化学反応を促進する物質「触媒」は、反応前後で自身は変化しないといわれるが、それは正しくない。本当は、化学反応中にとてつもないスピードでかたちを変えているのだ。その様子を「目に見えるかたちで捉えたい」。名古屋大学物質科学国際研究センター教授の唯美津木さんが学生の頃から掲げてきた目標は、いま叶いつつある。
During catalytic cycle, catalyst changes its structure at tremendous speed to transform reactants. Dr. Tada has interested in visualizing of the structure of catalyst in catalytic reaction. She contributed two different studies, which were preparation of new catalysts and characterization of dynamic structural changes in solid catalyst. The experiences of both studies expanded the research areas in her recent works. After the experience of an assistant professor, she became a principal investigator of a small lab and collaborated with postdocs with different research skills. Currently, she is a professor at Nagoya University and continues her research works with many students. She tries to start new projects every 5 years to expand her research areas. We cannot imagine her future activity after 5 to 10 years.

PIECE OF FUTURE

今の唯 美津木さんをつくっているもの・こと

  • 合成と解析という、分野の異なる2つのスキルを身につけたこと
  • 早いうちに独立し、自分で研究を進めていくおもしろさや大変さを知ったこと
  • 自由な発想と研究の芽となるアイデアが生まれやすい環境を求めて大学に籍を移したこと

学生生活の代わりに得た、
研究の幅を広げるスキル

高校のときから、化学と数学が好きだった。東京大学に進学した後、3年生になって化学科を選んだのは、「2年間通い続けた駒場キャンパスから外に出て、違うキャンパスに行けるから」。化学は好きだったけれど、立地の方が大きな理由だった。
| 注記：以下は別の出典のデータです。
PR #2935, opened 2026-07-21
feat: extract azure-diagnostics dump-everything blocks into scripts

### LINKED ISSUE #2509: Replace azure-diagnostics skill combined dump-everything diagnostic blocks with scripts
## Summary

The candidate is the **combined "dump everything" diagnostic scripts** in the `azure-diagnostics` skill — blocks that are *already written as chained shell scripts* in the Container Apps and App Service references.

## Candidate description

Both per-service references ship a single inlined `bash` block that chains several `az` calls with `&&` and labeled `echo` separators to collect all diagnostic info for an app in one go:

- **Container Apps** — `echo "=== ... ===" && az containerapp show ... && az containerapp revision list ... && az containerapp logs show ...` (inputs: `APP`, `RG`)
- **App Service** — the analogous `az webapp` configuration / deployment / log chain (inputs: `APP`, `RG`)

- **Already a deterministic script** — fully chained, zero branching, the only inputs are the app name and resource group. It is essentially asking to be a real `.sh`/`.ps1` file.
- **Output-heavy** — each runs 3–4 `az` calls printing raw JSON/log blobs; a script can label and summarize each section instead of dumping everything.
- **A near-duplicate pattern across two files** — the labeled-echo + sequential `az ... --query` config/revision/deployment/log fetch is the same shape for both services, arguing for one parameterized script (service-type switch) or two siblings sharing a helper.

**Sketch — `containerapp-diagnostics.{sh,ps1}` + `appservice-diagnostics.{sh,ps1}` (shared helper):**
- **Input:** `--name`, `--resource-group`.
- **Output:** labeled, summarized sections (config, revisions/deployments, recent logs) rather than concatenated raw JSON — replacing brittle inline `&&` quoting with a maintained, self-explaining script.

> Interpreting the gathered config/logs afterward is the agent's job and stays in prose. The script only **collects and labels**.

## Affected file and lines

- [`references/container-apps/README.md` — "Get All Diagnostic Info" combined block (L96–L105)](https://github.com/microsoft/GitHub-Copilot-for-Azure/blob/3890cbfb65c548ce8daa96cabd1d8de63f7bbcca/plugin/skills/azure-diagnostics/references/container-apps/README.md#L96-L105)
- [`references/app-service/README.md` — "Combined Diagnostic Script" block (L175–L183)](https://github.com/microsoft/GitHub-Copilot-for-Azure/blob/3890cbfb65c548ce8daa96cabd1d8de63f7bbcca/plugin/skills/azure-diagnostics/references/app-service/README.md#L175-L183)

## Next steps

tmeschter:
## Summary

Resolves #2509.

Replaces the two inline "dump everything" diagnostic blocks in the `azure-diagnostics` skill with maintained, cross-platform scripts.

Previously both per-service references shipped a single inlined `bash` block chaining several `az` calls with `&&` and labeled `echo` separators. These are now extracted into `.sh` + `.ps1` scripts under the skill's `scripts/` folder, following the existing `azure-quotas` convention.

## Changes

- **New scripts** in `plugin/skills/azure-diagnostics/scripts/`:
  - `containerapp-diagnostics.{sh,ps1}` — labels & collects revisions, registry config, ingress config, recent logs (`--tail 20`)
  - `appservice-diagnostics.{sh,ps1}` — labels & collects app config, recent deployments, app settings (names), custom domains
  - Args: `--name`/`-Name` and `--resource-group`/`-ResourceGroup` (bash also accepts positional args and an optional `--subscription`)
  - Each prints a leading/trailing summary line describing what it collected. Scripts only **collect and label** — interpreting the output stays the agent's job in prose.
- **Updated references**: `container-apps/README.md` and `app-service/README.md` now link to the scripts (markdown links) with PowerShell and bash sample invocations instead of the inline blocks.

## Behavior

Script behavior is intentionally **identical** to the original inline blocks (same `az` queries, same `--query` projections). The Azure CLI defaults to JSON output, so no explicit `-o json` was added.

## Validation

- `npm run build` ✅
- `npm run frontmatter` (built output) ✅
- `npm run references` ✅ — 26 skills pass, scripts properly linked, no orphaned/escaped references
- `npm run tokens compare` — no `azure-diagnostics` regressions
- Bash `-n` + PowerShell parser syntax checks — all 4 scripts OK

Note: the eval suite (`evals/azure-diagnostics/eval.yaml`) and former integration tests only exercise skill **routing/invocation**, not script execution, so they're unaffected.


plugin/skills/azure-diagnostics/scripts/appservice-diagnostics.ps1
```diff
@@ -0,0 +1,53 @@
...
+.PARAMETER ResourceGroup
+    Resource group that contains the web app.
+.PARAMETER Subscription
+    Azure subscription ID. Defaults to the current subscription.
+.EXAMPLE
+    .\appservice-diagnostics.ps1 -Name my-app -ResourceGroup my-rg
+    # Collects config, recent deployments, app settings, and custom domains for my-app
+#>
+param(
+    [Parameter(Mandatory)][string]$Name,
```
tmeschter: Avoid mandatory parameters in PowerShell. If the parameter is not provided PowerShell will interactively wait for the user to provide the value; this is undesirable in non-interactive scenarios. Instead, explicitly check the value of the parameter and exit early with an appropriate error message.

plugin/skills/azure-diagnostics/scripts/containerapp-diagnostics.ps1
```diff
@@ -0,0 +1,53 @@
...
+.PARAMETER ResourceGroup
+    Resource group that contains the Container App.
+.PARAMETER Subscription
+    Azure subscription ID. Defaults to the current subscription.
+.EXAMPLE
+    .\containerapp-diagnostics.ps1 -Name my-app -ResourceGroup my-rg
+    # Collects revisions, registry/ingress config, and recent logs for my-app
+#>
+param(
+    [Parameter(Mandatory)][string]$Name,
```
tmeschter: Same issue with mandatory parameters as in the other script.

plugin/skills/azure-diagnostics/scripts/containerapp-diagnostics.sh
```diff
@@ -0,0 +1,67 @@
...
+# Support both --flag and positional styles.
+POSITIONAL=()
+while [ $# -gt 0 ]; do
+    case "$1" in
+        --name|-n)             APP="$2"; shift 2 ;;
+        --resource-group|-g)   RG="$2"; shift 2 ;;
+        --subscription|-s)     SUBSCRIPTION="$2"; shift 2 ;;
+        *)                     POSITIONAL+=("$1"); shift ;;
+    esac
+done
```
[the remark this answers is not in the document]
tmeschter: Fixed in 4f3cc030cc3df1765da48f073315775adb44cb0c. The parser now validates that a value follows each flag (prints `Error: option '--name' requires a value.` + usage and exits 1 instead of hitting a `set -u` unbound-variable error), and unknown `--...`/`-x` options now error out with usage instead of being silently treated as positional args.

plugin/skills/azure-diagnostics/scripts/appservice-diagnostics.sh
```diff
@@ -0,0 +1,69 @@
...
+# Support both --flag and positional styles.
+POSITIONAL=()
+while [ $# -gt 0 ]; do
+    case "$1" in
+        --name|-n)             APP="$2"; shift 2 ;;
+        --resource-group|-g)   RG="$2"; shift 2 ;;
+        --subscription|-s)     SUBSCRIPTION="$2"; shift 2 ;;
+        *)                     POSITIONAL+=("$1"); shift ;;
+    esac
+done
```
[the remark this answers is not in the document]
tmeschter: Fixed in 4f3cc030cc3df1765da48f073315775adb44cb0c. Same hardening applied here: each flag now requires a following value (clear error + usage, exit 1) and unknown options are rejected instead of mis-parsed as positional args.

plugin/skills/azure-diagnostics/scripts/appservice-diagnostics.ps1
tmeschter: Fixed in 4f3cc030cc3df1765da48f073315775adb44cb0c. Removed `[Parameter(Mandatory)]` from `-Name`/`-ResourceGroup` and instead check them explicitly, calling `Write-Error` + `exit 1` when missing, so the script fails fast in non-interactive scenarios rather than prompting.

plugin/skills/azure-diagnostics/scripts/containerapp-diagnostics.ps1
tmeschter: Fixed in 4f3cc030cc3df1765da48f073315775adb44cb0c. Same change here: `-Name`/`-ResourceGroup` are no longer mandatory params; the script checks them and exits early with an error message instead of prompting.

JasonYeMSFT (dismissed):

evals/azure-skills/azure-diagnostics/script-invocation.eval.yaml
```diff
@@ -0,0 +1,90 @@
...
+  diagnostic scripts (containerapp-diagnostics, appservice-diagnostics) when
+  asked to collect all diagnostics for a Container App or App Service web app.
+  Grades routing plus the presence of a shell tool call running the script.
+
+tags:
+  type: integration
+  skill: azure-diagnostics
+
+defaults:
+  runs: 5
```
JasonYeMSFT: The per stimulus config for runs doesn't actually work today. Since all the stimulis in this file override it with 1, let's set the default runs to 1.
 https://github.com/microsoft/vally/issues/430

JasonYeMSFT (dismissed):

evals/azure-skills/azure-diagnostics/script-invocation.eval.yaml
tmeschter: Fixed in e55d3ca1. Moved 
uns: 1 to the defaults block and removed the per-stimulus config.runs overrides (which are a no-op today per microsoft/vally#430).

evals/azure-skills/azure-diagnostics/script-invocation.eval.yaml
```diff
@@ -0,0 +1,90 @@
...
+  # Asserts: isSkillInvoked + tool call running containerapp-diagnostics.(sh|ps1).
+  # Terminates at that tool call so the script is not executed.
+  - name: "Container App diagnostics uses the bundled script"
+    prompt: "Collect all the diagnostic info for my Azure Container App named my-app in resource group my-rg."
+    tags:
+      type: integration
+      tier: full
+      cost: llm
+      area: response-quality
+      earlyTerminate: '[{"type":"tool-call-match","toolPattern":"bash|powershell|pwsh|run_in_terminal","argsPattern":"containerapp-diagnostics\\.(sh|ps1)"},{"type":"tool-call-count","count":6}]'
```
JasonYeMSFT: I think you need to use tool-call-result condition or the grader checking for this tool call will fail.

JasonYeMSFT (changes requested):

evals/azure-skills/azure-diagnostics/script-invocation.eval.yaml
tmeschter: Good catch — fixed in c9ee3f18. Switched both stimuli's earlyTerminate from \	ool-call-match\ (fires at execution_start) to \	ool-call-result\ (fires at execution_complete). The built-in \	ool-calls\ grader only counts a \
equired\ match when it sees the tool_result, so terminating at start left a dangling tool_call it couldn't match. The bundled scripts are read-only \z\ queries that no-op without resources, so letting the call complete once is harmless and the run still aborts right after.

JasonYeMSFT (approved):

saikoumudi (approved):

PR #2936, opened 2026-07-21
feat: replace azure-diagnostics AKS baseline sweep with aks-baseline script

### LINKED ISSUE #2506: Replace azure-diagnostics skill AKS cluster baseline diagnostic sweep with a script
## Summary

The candidate is the **AKS cluster baseline diagnostic sweep** in the `azure-diagnostics` skill — a fixed, read-only set of `az aks` / `kubectl` commands that is duplicated across four files.

## Candidate description

For nearly every AKS investigation, the skill runs the same ordered, read-only "what's the state of my cluster" sweep:

1. `az aks show -g <rg> -n <cluster> --query "provisioningState"`
2. `az aks nodepool list ...`
3. `az monitor activity-log list -g <rg> --max-events 20 -o table`
4. `kubectl get nodes -o wide`
5. `kubectl get pods -A --field-selector=status.phase!=Running,status.phase!=Succeeded`
6. `kubectl get pods -n kube-system ...`
7. `kubectl get events -A --sort-by=.lastTimestamp` (often `| head -40`)

- **A fixed, ordered, read-only sequence** with no branching — pure data gathering.
- **Heavily duplicated** — the same commands recur verbatim across `general-diagnostics.md`, `aks-troubleshooting.md`, and two CLI-fallback blocks in `command-flows.md`.
- **Output-heavy** — ~7 commands emit large blobs; the agent currently pastes raw output. The unhealthy-pod field-selector and `events --sort-by | head` are output-reduction wins a script does once, correctly.

**Sketch — `aks-baseline.{sh,ps1}`:**
- **Input:** `-g/--resource-group`, `-n/--cluster`, optional `--namespace`.
- **Output:** a single labeled digest (provisioning state, nodepool summary, node readiness, unhealthy pods, kube-system health, recent warning events) so the agent gets one summarized result instead of 7 raw dumps.

> The Evidence-Order / Scope-Bucket classification and root-cause interpretation (`aks-troubleshooting.md` L37–60) require judgment and stay in prose. The script only **gathers and digests**.

## Affected file and lines

- [`troubleshooting/aks/general-diagnostics.md` — baseline sweep (L7–L23)](https://github.com/microsoft/GitHub-Copilot-for-Azure/blob/3890cbfb65c548ce8daa96cabd1d8de63f7bbcca/plugin/skills/azure-diagnostics/troubleshooting/aks/general-diagnostics.md#L7-L23)
- [`troubleshooting/aks/aks-troubleshooting.md` — Safe Fallback Checks (L72–L81)](https://github.com/microsoft/GitHub-Copilot-for-Azure/blob/3890cbfb65c548ce8daa96cabd1d8de63f7bbcca/plugin/skills/azure-diagnostics/troubleshooting/aks/aks-troubleshooting.md#L72-L81)
- [`troubleshooting/aks/references/command-flows.md` — Cluster & Kubernetes baseline CLI fallback (L11–L33)](https://github.com/microsoft/GitHub-Copilot-for-Azure/blob/3890cbfb65c548ce8daa96cabd1d8de63f7bbcca/plugin/skills/azure-diagnostics/troubleshooting/aks/references/command-flows.md#L11-L33)

## Next steps

tmeschter:
## Description

Replaces the AKS cluster baseline diagnostic sweep in the `azure-diagnostics` skill with a reusable, cross-platform script, resolving #2506.

Previously the same fixed, ordered, read-only "what's the state of my cluster" sweep (`az aks show`, `az aks nodepool list`, `az monitor activity-log list`, `kubectl get nodes/pods/events`) was duplicated verbatim across three AKS files. The agent had to generate ~7 commands and paste ~7 raw output blobs on every run.

### Changes

- **New scripts** `plugin/skills/azure-diagnostics/scripts/aks-baseline.sh` and `aks-baseline.ps1` (co-located with the skill, matching the `azure-quotas` convention). They run the read-only sweep once and print a single labeled digest: provisioning state, node pool summary, recent activity log, node readiness, unhealthy pods, kube-system health, and recent warning events, plus a closing summary. Params: `-g`/`-n` (required), optional `--namespace`/`--subscription`. Each step is guarded so a single failure (e.g. `kubectl` not authenticated) prints a note and the sweep continues; both scripts are strictly read-only.
- **Updated markdown** in `general-diagnostics.md`, `aks-troubleshooting.md`, and `references/command-flows.md` to reference the script via a markdown link, briefly describe what it does, and show sample bash + PowerShell invocations, replacing the duplicated inline command blocks. Judgment prose (Evidence Order, Scope Buckets) and pod-specific deep-dive commands (`kubectl describe`, `kubectl logs --previous`) remain inline.

### Validation

- `references` validator passes (no broken/escaped links, no orphaned files)
- Token budgets: all changed files within limits (command-flows.md 905 < 1000)
- `npm run build` stamps versions and copies both scripts into `output/skills/azure-diagnostics/scripts/`
- `bash -n` and PowerShell parser both clean; `.sh` stored with LF line endings

## Checklist

- [x] Tests pass locally (`cd tests && npm test`) — no functional tests exercise these scripts; validated via `references`, token check, build, and script syntax checks
- [x] **If modifying skill descriptions:** N/A — SKILL.md frontmatter/description unchanged

## Related Issues

Fixes #2506


plugin/skills/azure-diagnostics/scripts/aks-baseline.ps1
```diff
@@ -0,0 +1,132 @@
...
+    Optional namespace for an extra pod overview.
+.PARAMETER Subscription
+    Optional Azure subscription id. Defaults to the current subscription.
+.EXAMPLE
+    .\aks-baseline.ps1 -ResourceGroup my-rg -Cluster my-cluster
+.EXAMPLE
+    .\aks-baseline.ps1 -ResourceGroup my-rg -Cluster my-cluster -Namespace payments
+#>
+param(
+    [Parameter(Mandatory)][Alias("g")][string]$ResourceGroup,
```
tmeschter: Avoid mandatory parameters. If they are not provided the script will interactively wait for the value to be provided, which doesn't work for non-interactive scenarios like plugin scripts. Instead, explicitly check that the parameter has a value; if not, exit early with an appropriate error message explaining what needs to be provided.

plugin/skills/azure-diagnostics/scripts/aks-baseline.ps1
```diff
@@ -0,0 +1,132 @@
...
+    [Parameter(Mandatory)][Alias("n")][string]$Cluster,
+    [string]$Namespace,
+    [string]$Subscription
+)
+
+$ErrorActionPreference = "Continue"
```
tmeschter: This is the default value for `$ErrorActionPreference`, so this line is not necessary.

plugin/skills/azure-diagnostics/scripts/aks-baseline.sh
```diff
@@ -0,0 +1,131 @@
...
+while [ $# -gt 0 ]; do
+    case "$1" in
+        -g|--resource-group) RESOURCE_GROUP="${2:-}"; shift 2 ;;
+        -n|--cluster) CLUSTER="${2:-}"; shift 2 ;;
+        --namespace) NAMESPACE="${2:-}"; shift 2 ;;
+        --subscription) SUBSCRIPTION="${2:-}"; shift 2 ;;
+        -h|--help) usage ;;
+        *) echo "Unknown argument: $1" >&2; usage ;;
+    esac
+done
```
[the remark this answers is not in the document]
tmeschter: Fixed. usage() now takes an exit code (-h/--help exits 0, error paths exit 1), and each option validates a value is present via a require_value helper before shift 2, so a missing value (e.g. a trailing -g) now prints an error and exits instead of looping. Verified: --help -> exit 0, -g with no value -> exit 1.

plugin/skills/azure-diagnostics/scripts/aks-baseline.sh
```diff
@@ -0,0 +1,131 @@
...
+fi
+
+# 6. kube-system health --------------------------------------------------------
+section "6. kube-system health"
+run "kube-system pods" kubectl get pods -n kube-system -o wide
+
+# 7. Recent warning events -----------------------------------------------------
+section "7. Recent warning events (last 40, sorted by time)"
+run "warning events" bash -c \
+    "kubectl get events -A --field-selector=type=Warning --sort-by=.lastTimestamp 2>/dev/null | tail -n 40"
```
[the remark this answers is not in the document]
tmeschter: Fixed. The warning-events subshell now runs `set -o pipefail;` before the pipeline, so a kubectl failure propagates through tail and is surfaced by run().

plugin/skills/azure-diagnostics/scripts/aks-baseline.ps1
tmeschter: Fixed. Removed the [Parameter(Mandatory)] attributes and instead explicitly check -ResourceGroup/-Cluster; if either is missing the script writes a clear error, prints usage, and exits 1. Verified it exits non-interactively (no prompt) when a required value is omitted.

plugin/skills/azure-diagnostics/scripts/aks-baseline.ps1
tmeschter: Fixed. Removed the redundant $ErrorActionPreference = "Continue" line since Continue is already the default.

JasonYeMSFT (dismissed):

plugins/azure-skills/skills/azure-diagnostics/scripts/aks-baseline.sh
```diff
@@ -0,0 +1,139 @@
+#!/usr/bin/env bash
```
RickWinter, line 1: This script is added with mode `100644`, but every bash example invokes it directly as `./scripts/aks-baseline.sh`. On Linux and macOS that fails with permission denied before any diagnostics run. Let's either set the executable bit on this file or change the documented invocations to `bash ./scripts/aks-baseline.sh` so the fallback works from a fresh checkout.

plugins/azure-skills/skills/azure-diagnostics/scripts/aks-baseline.sh
```diff
@@ -0,0 +1,139 @@
...
+        --query "[].{time:eventTimestamp, operation:operationName.value, status:status.value, resource:resourceId}" \
+        -o table
+
+# 4. Node readiness ------------------------------------------------------------
+section "4. Node readiness"
+run "node readiness" kubectl get nodes -o wide
+
+# 5. Unhealthy pods ------------------------------------------------------------
+section "5. Unhealthy pods (not Running/Succeeded)"
+if kubectl get pods -A --field-selector=status.phase!=Running,status.phase!=Succeeded 2>/dev/null | grep -q .; then
```
RickWinter: This phase selector misses Running pods with container-level failures, which includes common incident states like `CrashLoopBackOff` and high restart counts. The baseline can report "No unhealthy pods" while `kubectl get pods -A -o wide` would show the failing workload. Let's make this check inspect readiness, waiting reasons, or include the all-pods overview that the old flow had. The PowerShell script uses the same selector and should be kept in sync.

plugins/azure-skills/skills/azure-diagnostics/scripts/aks-baseline.sh
tmeschter: There is no way for a plugin to set the executable bit. In practice the LM will always be running this with the equivalent of `bash ./scripts/aks-baseline.sh` so the shebang is irrelevant.

plugins/azure-skills/skills/azure-diagnostics/scripts/aks-baseline.sh
tmeschter: Good catch. The phase-based field selector (`status.phase!=Running,!=Succeeded`) missed pods that stay in phase `Running` while a container fails, including `CrashLoopBackOff` and `ImagePullBackOff`.

Step 5 now lists all pods (`kubectl get pods -A -o wide`) and flags a pod when it is **not Ready** (READY numerator != denominator on a Running pod), has a **non-Running / non-terminal STATUS** (CrashLoopBackOff, ImagePullBackOff, Error, Pending, etc.), or has a **high restart count** (>= 5). Terminal pods (Completed/Succeeded) are excluded so finished jobs aren't falsely flagged. The PowerShell script uses the identical READY/STATUS/RESTARTS logic — I verified both flag the same rows against a sample `kubectl` table (CrashLoopBackOff, ImagePullBackOff, not-ready, and flapping pods all caught; a Completed job correctly ignored).

Fixed in 9c824069.

JasonYeMSFT (approved):

saikoumudi (approved):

4年生の卒業研究で、触媒の研究室を選んだ。触媒に対して漠然とした興味をもち始めたのは高校生のとき。それから時を経て、大学の1~2年生のときに授業で触れる機会があり、触媒への興味が再び顔をのぞかせるようになった。

化学反応が起こるとき、触媒があるだけで反応が起こりやすくなったり、まったく異なる化合物ができたりする。それがどんなしくみで起こっているのかがすごく不思議だったという唯さん。「できれば、そういうものを自分でつくってみたい」と思い、新しい触媒の合成をテーマに卒業研究を行った。

触媒は、自身は変化せずに化学反応を促進するといわれているが、実際には、反応中さまざまに形を変えている。反応の最後には、最初と同じ形に戻ってしまうから、一見変わらないように見えるだけだ。研究室では、反応中の触媒の変化を明らかにするための方法を勉強した。研究が楽しくて、就職を意識せずに博士課程まで進学した。

最初の転機は、博士課程2年の夏にやってきた。同じ研究室のスタッフが転出するタイミングで、助手にならないかと先生から誘いを受けたのだ。悩んだ末に博士課程を中退し、同じ研究室で学生からスタッフへと立場を変えて研究を続けることにした。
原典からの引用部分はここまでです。